Agenda for Studio 2
- Week 1-3: Data Extraction and Basics
Week 1: Introduction to SQL - Basic commands (SELECT, INSERT, UPDATE, DELETE).
Week 2: Advanced SQL: Joins, subqueries. Pandas in Python: Introduction, Data manipulation.
Week 3:Pandas: Filtering, aggregation. Introduction to Web Scraping with Scrapy.
- Week 4-6: Data Cleaning and Preprocessing
Week 4: Handling Missing Data: Techniques like imputation, deletion. Data Transformation: Introduction to Normalization, scaling.
Week 5: Regular Expressions (Regex) for Data Cleaning. Continued Data Transformation Techniques.
Week 6: Data Cleaning with NumPy and Pandas: Practical examples. Sample notebooks on Regex and data cleaning.
- Week 7-9: Data Modeling: Supervised Learning
Week 7: Linear Regression - Basics and assumptions.
Week 8: Classification Techniques: Logistic regression, decision trees. Regularization: Lasso and Ridge regression.
Week 9: Tree-Based Models: Decision trees, Random Forests. Brief comparison of XGBoost and LGBM.
- Week 10-11: Model Explainability
Week 10: Complex Models vs. Interpretability. Introduction to SHAP Values.

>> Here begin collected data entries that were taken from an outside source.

PR #2057, opened 2023-04-05
Bids 1695/show fiat value of transactions

Eisei24:
For this issue I don't show the historical values if the transactions is from the current day.
There is also no price info for transactions in the mempool.
The "current price" is not available on testnets so it will always show 0.00.

Please consider possible adaptations.

### DIFF
--- a/db/frontend.go
+++ b/db/frontend.go
@@ -520,35 +520,27 @@ func getMachineStatsGap(resultCount uint64) int {
 	return 1
 }
 
-func GetHistoricPrices(currency string) (map[uint64]float64, error) {
-	data := []struct {
-		Ts       time.Time `db:"ts"`
-		Currency float64   `db:"currency"`
-	}{}
-
+func GetHistoricPrice(currency string, day uint64) (float64, error) {
 	if currency == "ETH" {
 		currency = "USD"
 	}
 	currency = strings.ToLower(currency)
 
 	if currency != "eur" && currency != "usd" && currency != "rub" && currency != "cny" && currency != "cad" && currency != "jpy" && currency != "gbp" && currency != "aud" {
-		return nil, fmt.Errorf("currency %v not supported", currency)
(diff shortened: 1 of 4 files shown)


Mizanur1988 (approved):
I proceed

db/frontend.go
```diff
@@ -539,7 +544,7 @@ func GetHistoricPrices(currency string) (map[uint64]float64, error) {
 	genesisTime := time.Unix(int64(utils.Config.Chain.GenesisTimestamp), 0)
 
 	for _, d := range data {
-		day := uint64(d.Ts.Sub(genesisTime).Hours()) / 24
+		day := uint64(d.Ts.Add(utils.Day).Sub(genesisTime).Hours()) / 24
```
manuelsc, line 547: Slight performance suggestion, rather than retrieving and mapping every historic price as needed, we should either store the map atomically and update it in a service so we don't always have to fetch it from the db.

Or modify the query so we get the historic price directly from the database instead of querying every historic price.

templates/eth1tx.html
```diff
@@ -1,4 +1,19 @@
 {{ define "js" }}
+  <script>
+    function togglePriceContent(currentPrice, historicPrice) {
+      var content = document.getElementById("valuePriceButton")
+      var curValTitle = "Current Value"
+      var estValTitle = "Estimated Value on Day of Txn"
+
+      if (content.getAttribute("data-original-title") === estValTitle) {
```
manuelsc, line 8: Super minor detail I noticed, tooltip won't update until you move the mouse from the element and back to it. Not sure if we can fix this behavior and change the tooltip on click.

db/frontend.go
Eisei24: I rewrote the function/query to only look for a specific day.

templates/eth1tx.html
Eisei24: Fixed.

manuelsc (approved):
lgtm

Week 11: Feature Importance Techniques. Case Studies on model interpretability.
- Week 12: Experiment Tracking and Management
Week 12: Introduction to MLflow and its components. Tracking Experiments with MLflow.
- Week 13-15: Model Deployment
Week 13: Introduction to Docker for data science. Basics of building interactive apps with Streamlit/Gradio.
Week 14: Deployment Best Practices. Version control and CI/CD concepts.
Week 15: Deploying a simple model using Docker. Creating interactive demos with Streamlit/Gradio.